··· RECORDS SUPPLIED

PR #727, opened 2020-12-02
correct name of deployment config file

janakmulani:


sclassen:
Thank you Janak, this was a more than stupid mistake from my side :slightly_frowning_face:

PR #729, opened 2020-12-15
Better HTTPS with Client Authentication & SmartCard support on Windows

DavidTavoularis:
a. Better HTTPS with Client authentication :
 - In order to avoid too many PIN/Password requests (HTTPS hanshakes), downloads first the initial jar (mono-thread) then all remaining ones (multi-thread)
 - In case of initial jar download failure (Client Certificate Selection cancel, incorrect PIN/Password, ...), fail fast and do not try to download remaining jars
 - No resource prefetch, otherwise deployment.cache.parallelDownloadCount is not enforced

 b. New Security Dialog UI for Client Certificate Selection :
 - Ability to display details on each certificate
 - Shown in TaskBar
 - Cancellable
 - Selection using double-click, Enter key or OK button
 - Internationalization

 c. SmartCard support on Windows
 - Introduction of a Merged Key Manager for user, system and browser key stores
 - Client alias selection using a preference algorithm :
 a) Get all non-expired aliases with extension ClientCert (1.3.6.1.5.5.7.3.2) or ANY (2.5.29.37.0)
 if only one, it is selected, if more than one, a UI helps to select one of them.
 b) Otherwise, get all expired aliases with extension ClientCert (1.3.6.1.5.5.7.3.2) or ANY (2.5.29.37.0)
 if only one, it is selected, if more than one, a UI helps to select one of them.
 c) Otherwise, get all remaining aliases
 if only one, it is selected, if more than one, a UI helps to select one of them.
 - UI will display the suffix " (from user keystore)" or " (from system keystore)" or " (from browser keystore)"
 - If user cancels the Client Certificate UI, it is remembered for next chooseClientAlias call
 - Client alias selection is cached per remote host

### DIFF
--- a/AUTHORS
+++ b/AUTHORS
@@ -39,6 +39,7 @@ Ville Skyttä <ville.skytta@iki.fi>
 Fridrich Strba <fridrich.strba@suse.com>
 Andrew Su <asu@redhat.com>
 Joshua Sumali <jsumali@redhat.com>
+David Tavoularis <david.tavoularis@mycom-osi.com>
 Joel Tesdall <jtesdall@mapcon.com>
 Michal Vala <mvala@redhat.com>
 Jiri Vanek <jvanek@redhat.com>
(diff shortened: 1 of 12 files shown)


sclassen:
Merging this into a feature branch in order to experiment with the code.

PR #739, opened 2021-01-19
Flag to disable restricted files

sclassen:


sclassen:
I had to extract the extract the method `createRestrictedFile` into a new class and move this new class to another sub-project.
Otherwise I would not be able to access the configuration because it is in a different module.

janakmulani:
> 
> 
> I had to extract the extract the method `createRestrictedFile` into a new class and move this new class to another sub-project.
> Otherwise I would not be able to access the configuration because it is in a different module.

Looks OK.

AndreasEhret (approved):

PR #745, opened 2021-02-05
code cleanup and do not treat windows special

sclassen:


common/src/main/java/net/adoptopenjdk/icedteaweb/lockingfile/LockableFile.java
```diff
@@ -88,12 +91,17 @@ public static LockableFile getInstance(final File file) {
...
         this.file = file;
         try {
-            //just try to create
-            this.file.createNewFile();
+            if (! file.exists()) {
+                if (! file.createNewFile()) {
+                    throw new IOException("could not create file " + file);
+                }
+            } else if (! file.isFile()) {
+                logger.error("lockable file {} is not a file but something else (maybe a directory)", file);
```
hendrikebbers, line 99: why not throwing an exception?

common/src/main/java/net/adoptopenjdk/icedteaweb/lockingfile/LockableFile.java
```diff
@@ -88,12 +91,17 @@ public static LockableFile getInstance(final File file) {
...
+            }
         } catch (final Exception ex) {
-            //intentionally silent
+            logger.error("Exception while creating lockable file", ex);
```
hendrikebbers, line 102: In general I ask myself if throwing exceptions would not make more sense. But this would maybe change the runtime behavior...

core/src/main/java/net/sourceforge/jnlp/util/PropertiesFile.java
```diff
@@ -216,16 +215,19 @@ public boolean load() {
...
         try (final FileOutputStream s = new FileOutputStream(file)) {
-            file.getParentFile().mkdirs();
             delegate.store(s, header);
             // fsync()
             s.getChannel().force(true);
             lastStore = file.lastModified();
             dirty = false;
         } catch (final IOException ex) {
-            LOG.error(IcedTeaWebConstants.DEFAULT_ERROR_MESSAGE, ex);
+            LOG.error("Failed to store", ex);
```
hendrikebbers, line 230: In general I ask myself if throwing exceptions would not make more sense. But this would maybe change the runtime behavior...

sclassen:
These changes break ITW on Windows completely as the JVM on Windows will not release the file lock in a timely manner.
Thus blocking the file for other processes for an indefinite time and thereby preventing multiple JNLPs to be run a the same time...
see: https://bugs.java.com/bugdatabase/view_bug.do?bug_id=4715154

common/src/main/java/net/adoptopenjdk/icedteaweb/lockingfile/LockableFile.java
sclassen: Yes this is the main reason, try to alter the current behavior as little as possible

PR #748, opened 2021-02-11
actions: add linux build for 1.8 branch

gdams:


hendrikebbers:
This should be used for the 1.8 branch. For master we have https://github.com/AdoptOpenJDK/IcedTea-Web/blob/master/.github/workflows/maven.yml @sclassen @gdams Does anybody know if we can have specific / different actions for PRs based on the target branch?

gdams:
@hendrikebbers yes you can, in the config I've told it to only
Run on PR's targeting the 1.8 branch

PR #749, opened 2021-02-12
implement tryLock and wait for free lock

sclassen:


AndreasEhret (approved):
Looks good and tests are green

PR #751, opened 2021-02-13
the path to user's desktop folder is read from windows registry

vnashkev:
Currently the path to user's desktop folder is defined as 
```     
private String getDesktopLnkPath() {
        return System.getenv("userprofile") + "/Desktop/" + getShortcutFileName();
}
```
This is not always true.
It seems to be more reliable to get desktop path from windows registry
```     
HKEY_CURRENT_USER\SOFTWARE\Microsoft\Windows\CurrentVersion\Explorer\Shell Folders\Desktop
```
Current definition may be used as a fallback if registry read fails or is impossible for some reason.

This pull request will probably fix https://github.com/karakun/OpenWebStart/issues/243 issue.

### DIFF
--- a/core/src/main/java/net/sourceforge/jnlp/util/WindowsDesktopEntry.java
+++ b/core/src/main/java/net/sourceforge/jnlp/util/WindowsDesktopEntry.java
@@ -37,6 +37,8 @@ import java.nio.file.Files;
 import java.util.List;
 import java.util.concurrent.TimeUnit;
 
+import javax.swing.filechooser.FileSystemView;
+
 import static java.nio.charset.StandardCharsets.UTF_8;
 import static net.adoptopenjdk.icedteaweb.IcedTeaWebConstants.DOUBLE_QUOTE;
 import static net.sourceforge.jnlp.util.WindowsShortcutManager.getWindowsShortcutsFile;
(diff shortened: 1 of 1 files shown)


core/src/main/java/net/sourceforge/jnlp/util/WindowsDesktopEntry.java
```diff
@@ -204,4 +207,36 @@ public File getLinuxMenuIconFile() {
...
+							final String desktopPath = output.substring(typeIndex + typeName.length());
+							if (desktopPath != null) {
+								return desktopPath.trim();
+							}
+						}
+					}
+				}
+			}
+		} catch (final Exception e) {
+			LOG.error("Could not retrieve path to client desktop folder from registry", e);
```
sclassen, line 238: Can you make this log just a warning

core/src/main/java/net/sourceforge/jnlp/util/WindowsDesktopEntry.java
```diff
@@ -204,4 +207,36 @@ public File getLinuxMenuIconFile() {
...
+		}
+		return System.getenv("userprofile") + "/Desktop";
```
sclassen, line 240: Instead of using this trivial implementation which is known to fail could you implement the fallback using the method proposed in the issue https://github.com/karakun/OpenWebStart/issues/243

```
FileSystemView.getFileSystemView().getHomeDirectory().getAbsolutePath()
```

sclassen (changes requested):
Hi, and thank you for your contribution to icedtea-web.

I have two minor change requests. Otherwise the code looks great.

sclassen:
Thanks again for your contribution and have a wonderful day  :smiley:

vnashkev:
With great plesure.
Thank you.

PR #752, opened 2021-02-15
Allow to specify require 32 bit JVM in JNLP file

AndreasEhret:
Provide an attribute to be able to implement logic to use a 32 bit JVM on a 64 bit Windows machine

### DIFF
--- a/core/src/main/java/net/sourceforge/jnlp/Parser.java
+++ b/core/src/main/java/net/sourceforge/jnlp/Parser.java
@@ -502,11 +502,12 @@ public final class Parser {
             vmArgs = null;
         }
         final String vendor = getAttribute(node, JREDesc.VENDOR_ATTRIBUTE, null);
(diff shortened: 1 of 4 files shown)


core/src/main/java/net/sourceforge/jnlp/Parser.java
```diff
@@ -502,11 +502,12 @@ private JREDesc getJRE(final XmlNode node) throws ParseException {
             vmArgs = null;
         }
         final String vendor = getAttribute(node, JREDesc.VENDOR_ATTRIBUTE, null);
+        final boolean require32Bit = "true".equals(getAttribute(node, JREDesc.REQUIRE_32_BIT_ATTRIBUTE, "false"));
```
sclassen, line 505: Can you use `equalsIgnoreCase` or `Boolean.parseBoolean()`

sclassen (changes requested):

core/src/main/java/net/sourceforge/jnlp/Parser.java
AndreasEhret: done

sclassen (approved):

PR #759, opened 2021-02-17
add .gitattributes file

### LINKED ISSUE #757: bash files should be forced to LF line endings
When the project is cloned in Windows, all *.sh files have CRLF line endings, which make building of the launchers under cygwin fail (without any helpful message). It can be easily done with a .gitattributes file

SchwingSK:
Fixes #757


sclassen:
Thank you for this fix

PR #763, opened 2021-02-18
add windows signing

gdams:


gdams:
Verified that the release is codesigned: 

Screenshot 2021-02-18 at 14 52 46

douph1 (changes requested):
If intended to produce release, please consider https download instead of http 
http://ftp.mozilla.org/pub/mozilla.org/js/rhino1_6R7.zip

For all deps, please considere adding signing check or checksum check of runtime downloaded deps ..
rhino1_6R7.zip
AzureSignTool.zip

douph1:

······

TASK PROMPT:
From the data above, reproduce word for word the lines running from the line with "Better HTTPS with Client Authentication &" to the line with "c. SmartCard support on Windows", ends included.

RESULT FOR THIS EXERCISE:
Better HTTPS with Client Authentication & SmartCard support on Windows

DavidTavoularis:
a. Better HTTPS with Client authentication :
 - In order to avoid too many PIN/Password requests (HTTPS hanshakes), downloads first the initial jar (mono-thread) then all remaining ones (multi-thread)
 - In case of initial jar download failure (Client Certificate Selection cancel, incorrect PIN/Password, ...), fail fast and do not try to download remaining jars
 - No resource prefetch, otherwise deployment.cache.parallelDownloadCount is not enforced

 b. New Security Dialog UI for Client Certificate Selection :
 - Ability to display details on each certificate
 - Shown in TaskBar
 - Cancellable
 - Selection using double-click, Enter key or OK button
 - Internationalization

 c. SmartCard support on Windows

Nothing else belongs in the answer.